=== COLLECTED MATERIAL ===

Issue #58, opened 2018-02-14
Add a way to run check for non-JVM projects


mverleg:
Feature request: _Could some way be added to check code for other platforms than JVM?_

===

▶ _AIM OF THE TASK_: Everything from the line containing "Add a way to run check for non-JVM projects" to the bottom of the listing is to be set down exactly; leave out all other lines.

▶ _ANSWER TO THIS TASK_:
Add a way to run check for non-JVM projects


mverleg:
Feature request: _Could some way be added to check code for other platforms than JVM?_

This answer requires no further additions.